Last week, China’s Central Bank, working in tandem with the new financial reforms set by the government at the beginning of the year, doubled the trading range of the renminbi, allowing it extra flexibility in valuation.
Almost immediately, the renminbi dropped 0.5 per cent to 6.23 against the greenback.
Overall, the renminbi has fallen almost three per cent against the dollar year to date.
In November, the People’s Bank of China (PBOC) said it was examining further widening the renminbi’s daily trading band as it boosts the currency’s convertibility.
PBOC Governor Zhou Xiaochuan was quoted by Bloomberg in a newly published book saying the central bank will cancel volume limits on trial programmes that give foreign fund managers access to Chinese capital markets and Chinese managers to foreign markets, as it speeds up efforts to boost the yuan’s convertibility.

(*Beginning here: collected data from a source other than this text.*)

PR #71868, opened 2026-07-17
feat(autoresearch): cache anonymous preflight to cut login TTFB

pauldambra:
## Problem

Loading the login page should have a very low TTFB. Off cloud (self-hosted, devbox, local dev), the anonymous SPA-shell render embeds the preflight payload, and building it fanned out to roughly ten serial blocking service round trips per request (Redis twice, Postgres four times, ClickHouse, Kafka, a plugin-server HTTP call, object storage). All of them ran before the first byte was flushed, so their summed latency landed directly on TTFB, on every anonymous page load.

**Why:** the payload is identical for every anonymous visitor, so recomputing it per render buys nothing.

## Changes

`preflight_check` gains an `allow_cached` opt-in used only by the SPA-shell template render. The live `/_preflight/` endpoint, authenticated requests, and `settings.TEST` keep today's uncached behavior, so the self-hosted setup page still reflects service status immediately.

Layers, from hottest to coldest, for the anonymous login render:

1. **Per-worker in-memory copy** (15s TTL, single-slot atomic swap, copy-in/copy-out so per-request `auth_brand` mutation can't poison it) – steady state does zero external I/O.
2. **Stale-while-revalidate** – past the TTL (under a 300s cap) the stale copy is served instantly while a single-flight daemon thread refreshes both layers, so expiry never blocks a render.
3. **Shared cache** (60s TTL, Django cache) – cross-worker warm-up, one cache read.
4. **Rebuild** – the 10 independent checks (liveness probes plus the Postgres reads) run as one concurrent `ThreadPoolExecutor` batch, so even an inline cold build costs ~max(check) instead of sum. Cloud keeps its cheap serial short-circuits.
5. **Boot warm** – the wsgi/asgi post-fork first-request hooks kick the background refresher, so a worker's first real anonymous render finds the cache hot.

Net effect on the anonymous login render: warm-path blocking round trips 10 → 0, and the inline cold rebuild goes from 10 serial round trips to 1 parallel batch.

Created with Autoresearch.

- I (Claude) could not run the full stack or pytest in the sandbox this was authored in (no database available), so local verification was `ruff check`, `ruff format --check`, `py_compile`, and a throwaway AST-based round-trip counter used during the optimization run (not committed). CI runs the new tests.
- Added `TestAnonymousPreflightCache` (no-DB `SimpleTestCase`, all service probes mocked at the view's import site). Regressions each case catches, which no existing test did:
  - warm anonymous render re-running service probes (cache wiring silently dropped or broken)
  - one visitor's `auth_brand` cookie leaking into every anonymous visitor's payload (copy-out removed)
  - the live `/_preflight/` endpoint accidentally flipped to cached, freezing service status on the setup page
  - TTL expiry blocking the render inline again, or the background refresher failing to swap in a fresh payload (uses the single-flight lock as the deterministic completion signal)

## Automatic notifications

- [ ] Publish to changelog?

## Docs update

Not needed, internal performance change with no user-facing behavior or API shape change.

## 🤖 Agent context

Authored by Claude (PostHog Code) during an Autoresearch optimization run targeting login page TTFB. Skills invoked: `/setting-up-devbox`, `/writing-tests`. The sandbox had no Docker or devbox connectivity, so instead of a live CDP TTFB number the run optimized a deterministic proxy: the count of serial blocking external I/O round trips on the anonymous login render path, measured by a throwaway AST harness (kept out of the repo). Decisions along the way: cache opt-in only for the SPA-shell render (rejected caching the `/_preflight/` endpoint itself to keep the self-hosted setup page live), 60s shared TTL plus 15s in-process layer (rejected in-process only, which would lose cross-worker warm-up), copy-in/copy-out after spotting that the response dict is mutated per request, per-probe contextvars copies to keep OTel span parenting across the thread pool, and worker threads closing their DB connections. The boot warm reuses the existing post-fork first-request hooks because threads must not start pre-fork under Nginx Unit's prototype model.

---


pauldambra:
complexity that only benefits hobby and then only on the login page

Issue #72, opened 2024-08-02
Fill new flash objects


chenel:
Once we have a reco flash object in `StandardRecord` under `nd.lar` ([`duneanaobj` issue #40](https://github.com/DUNE/duneanaobj/issues/40)), we need to fill it.

PR #80, opened 2024-08-30
Fill flashes

sindhu-ku:
https://github.com/DUNE/ND_CAFMaker/issues/72
Changes to fill the new `SROpticalFlash `class and the reco-matched` FlashMatch` class in enums in `StandardRecord`
Tested using both latest data and simulation files (MR5) run through the whole updated ML chain


src/reco/MLNDLArRecoBranchFiller.o
chenel, line 1: another binary that I'm sure wasn't intended, let's remove

chenel (approved):
looks good apart from the two accidentally committed binary files!

PR #82, opened 2024-09-04
Fixed the trigger matching second to ns conversion

noeroy:
Fixed the s to ns conversion

### DIFF
--- a/src/makeCAF.C
+++ b/src/makeCAF.C
@@ -176,7 +176,8 @@ std::vector<std::unique_ptr<cafmaker::IRecoBranchFiller>> getRecoFillers(const c
 // -------------------------------------------------
 bool doTriggersMatch(const cafmaker::Trigger& t1, const cafmaker::Trigger& t2, unsigned int dT)
 {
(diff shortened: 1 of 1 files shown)


src/makeCAF.C
```diff
@@ -176,7 +176,8 @@ std::vector<std::unique_ptr<cafmaker::IRecoBranchFiller>> getRecoFillers(const c
 // -------------------------------------------------
 bool doTriggersMatch(const cafmaker::Trigger& t1, const cafmaker::Trigger& t2, unsigned int dT)
 {
-  return ( (std::max(t1.triggerTime_s, t2.triggerTime_s) - std::min(t1.triggerTime_s, t2.triggerTime_s)) * 10000000 + std::max(t1.triggerTime_ns, t2.triggerTime_ns) - std::min(t1.triggerTime_ns, t2.triggerTime_ns) ) < dT;
+  unsigned long int s_to_ns = 1e9;
```
chenel, line 179:
```suggestion
  const unsigned long int s_to_ns = 1e9;
```
let's make this `const`, since the compiler can do more optimization that way

chenel (approved):
thanks for fixing my stupid mistakes 🤦🏻

PR #86, opened 2024-09-16
Feature/track matching

noeroy:
Track matching algorithm added for 2x2 (spine and pandora) and Mx2.

Matching values and method are based on [DocDb 31970](https://docs.dunescience.org/cgi-bin/sso/ShowDocument?docid=31970). 

Modifications are: 
- MakeCaf -> Removed Matchers from the reco trigger branches (we don't store specific triggers for matchers)  and then called the matcher after all reco have filled their branches. 

- Matching is done in NDLArMINERvAMatchRecoFiller, with a matching in (Δθx, Δθy, Δx, Δy) done both for SPINE and Pandora (if one of them are missing no matching is done for it).

### DIFF
--- a/src/makeCAF.C
+++ b/src/makeCAF.C
@@ -168,7 +168,7 @@ std::vector<std::unique_ptr<cafmaker::IRecoBranchFiller>> getRecoFillers(const c
 
   if (!ndlarFile.empty() && !minervaFile.empty())
   {
-    recoFillers.emplace_back(std::make_unique<cafmaker::NDLArMINERvAMatchRecoFiller>(par().cafmaker().matchExtrapolatedZ(), par().cafmaker().matchdX(), par().cafmaker().matchdY(), par().cafmaker().matchdThetaX(), par().cafmaker().matchdThetaY()));
+    recoFillers.emplace_back(std::make_unique<cafmaker::NDLArMINERvAMatchRecoFiller>(par().cafmaker().trackMatchExtrapolatedZ(), par().cafmaker().trackMatchdX(), par().cafmaker().trackMatchdY(), par().cafmaker().trackMatchdThetaX(), par().cafmaker().trackMatchdThetaY()));
     std::cout << "   ND-LAr + MINERvA matching\n";
   } 
   // for now all the fillers get the same threshold.
--- a/src/makeCAF.C
+++ b/src/makeCAF.C
@@ -453,7 +453,10 @@ void loop(CAF &caf,
   // figure out which triggers we need to loop over between the various reco fillers
   std::map<const cafmaker::IRecoBranchFiller*, std::deque<cafmaker::Trigger>> triggersByRBF;
   for (const std::unique_ptr<cafmaker::IRecoBranchFiller>& filler : recoFillers)
+  {
+    if (filler->GetName() == "LArTMSMatcher" || filler->GetName() == "LArMINERvAMatcher") continue; //We don't want to store a trigger from a Matcher algorithm
     triggersByRBF.insert({filler.get(), filler->GetTriggers()});
+  }
   std::vector<std::vector<std::pair<const cafmaker::IRecoBranchFiller*, cafmaker::Trigger>>>
     groupedTriggers = buildTriggerList(triggersByRBF, par().cafmaker().trigMatchDT());
 
@@ -499,7 +502,6 @@ void loop(CAF &caf,
     {
       if (filler->GetName() == "LArTMSMatcher" || filler->GetName() == "LArMINERvAMatcher")
       {
-        std::cout<<filler->GetName()<<std::endl;
         filler->FillRecoBranches(groupedTriggers[ii][0].second, caf.sr, par, &truthMatcher);
       }
     }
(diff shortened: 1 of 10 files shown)


src/makeCAF.C
```diff
@@ -446,7 +453,10 @@ void loop(CAF &caf,
   // figure out which triggers we need to loop over between the various reco fillers
   std::map<const cafmaker::IRecoBranchFiller*, std::deque<cafmaker::Trigger>> triggersByRBF;
   for (const std::unique_ptr<cafmaker::IRecoBranchFiller>& filler : recoFillers)
+  {
+    if (filler->GetName() == "LArTMSMatcher" || filler->GetName() == "LArMINERvAMatcher") continue; //We don't want to store a trigger from a Matcher algorithm
```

“China will speed up the process for the yuan to become fully convertible and strengthen supervision on hot money,” Zhou wrote.
Quotas under the qualified foreign institutional investor programme and the qualified domestic institutional investor programme will be expanded and then erased, added Zhou.
Since then, however, the yuan has been hit by recent local market data indicating that China’s powerhouse economic dynamo, which in previous years helped pull the world out of recession, may be slowing down.
There has also been speculation among Chinese traders that the Central Bank may have encouraged large financial institutions to buy foreign currencies as a means of moderately depreciating the yuan
The move comes amid a report from Xiamen University in Fujian province that GDP growth will decrease to 7.62 per cent in 2014 from 7.7 per cent in 2013.
While the drop is very moderate – growth was 7.8 per cent in 2012 – it does indicate a slowdown trend.
The situation is exacerbated by fears the bustling real estate sector in China is also slowing down.